El café

Como bebida de consumo universal, el café es parte de nuestra vida diaria sin inspirar más preguntas que eso… y aún así!

Un poco de historia

Aunque la época del inicio de su consumo sigue sin estar clara, se ha determinado ya la época de su origen geográfico. El cafeto ( Coffea arabica ), es un arbusto que raramente supera los 10 metros de altura en estado salvaje. Los primeros rastros de esta planta nos llevan a Etiopía, más precisamente a la región de Kaffa. Muchas leyendas giran en torno al tema del café, en particular la de un pastor que en el siglo VIII en Abisinia, se preocupó cuando sus cabras devoraron las bayas rojas de un arbusto. Creyendo que eran venenosas, observó sus cabras durante largas horas y luego se dio cuenta de que eran mucho más vigorosas de lo habitual. Sorprendido, contó su historia en un monasterio cercano. Los monjes probaron la famosa fruta del cafeto y descubrieron que ahora podían meditar sin dormirse.

Más allá de las leyendas, sabemos que el café fue importado a Europa desde el Imperio Otomano en el siglo XVI. Esta bebida negra y aterciopelada, llamada “Qahwah” en árabe, se convirtió en “caffè” en Venecia, donde los mercaderes venecianos, olfateando las cosas buenas, la propagaron. El café se extendió entonces por todo el Viejo Continente, recibiendo una calurosa acogida en París, donde más tarde se vincularía a la vida intelectual a través de diversos establecimientos como “Les Deux Magots”, por nombrar sólo los más famosos.

Conocer mejor el cafeto

El cafeto es un arbusto arbustivo de la familia de las Rubiáceas que necesita calor y mucha agua durante todo el año para crecer bien y dar frutos. La temperatura no debería bajar de 20°C. En nuestras latitudes, sólo se cultivará en interiores en un ambiente bien iluminado y calentado por su follaje y la delicada fragancia de sus flores, pero bajo ninguna circunstancia para la producción de café.
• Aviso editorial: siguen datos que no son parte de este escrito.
PR #277, opened 2024-10-16
feat(checks): Deprecate remaining PSP checks

simar7:
Close: https://github.com/aquasecurity/trivy/issues/5541

### DIFF
--- a/checks/kubernetes/cisbenchmarks/apiserver/security_context_deny_plugin.rego
+++ b/checks/kubernetes/cisbenchmarks/apiserver/security_context_deny_plugin.rego
@@ -9,6 +9,9 @@
 # custom:
 #   id: KCV0013
 #   avd_id: AVD-KCV-0013
+#   frameworks:
+#     k8s-cis-1.23:
+#       - "1.23"
 #   severity: LOW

El cafeto es nativo de las zonas tropicales de África y actualmente se cultiva en la mayoría de las zonas tropicales del mundo. Dos especies se utilizan principalmente para producir café: Coffea arabica, que crece hasta 2000 metros sobre el nivel del mar, y Coffea robusta, que prefiere las altitudes más bajas de las zonas tropicales.

El cafeto es un hermoso arbusto con un follaje verde ondulado y brillante. En la axila de éstas nacen pequeñas flores blancas en forma de estrella que esparcen un dulce aroma a jazmín. Las drupas que van del verde al amarillo y luego al rojo contienen dos núcleos en cada uno de los cuales se encuentra un grano de café.

De la drupa a la pólvora negra

Los frutos se cosechan cuando están maduros y luego se secan al sol durante 20 días, luego deben ser pelados para obtener el café “verde natural”. Otra técnica consiste en quitar la pulpa mediante varios procesos de remojo y fermentación, los granos se lavan y se clasifican y secan para obtener el “café verde lavado”.

Estos cafés verdes son luego empacados en bolsas de yute de 60 kg que serán transportados a los sitios de exportación. Después de la compra, los tostadores ensamblarán los frijoles para “cocinarlos” según los gustos de cada país consumidor. Lo único que quedará después es moler los granos tostados para transformarlos en polvo, que una vez sublimado por el agua hirviendo en una sutil bebida, puede ser usado en el jardín en el compost o en la superficie de las plantas de interior.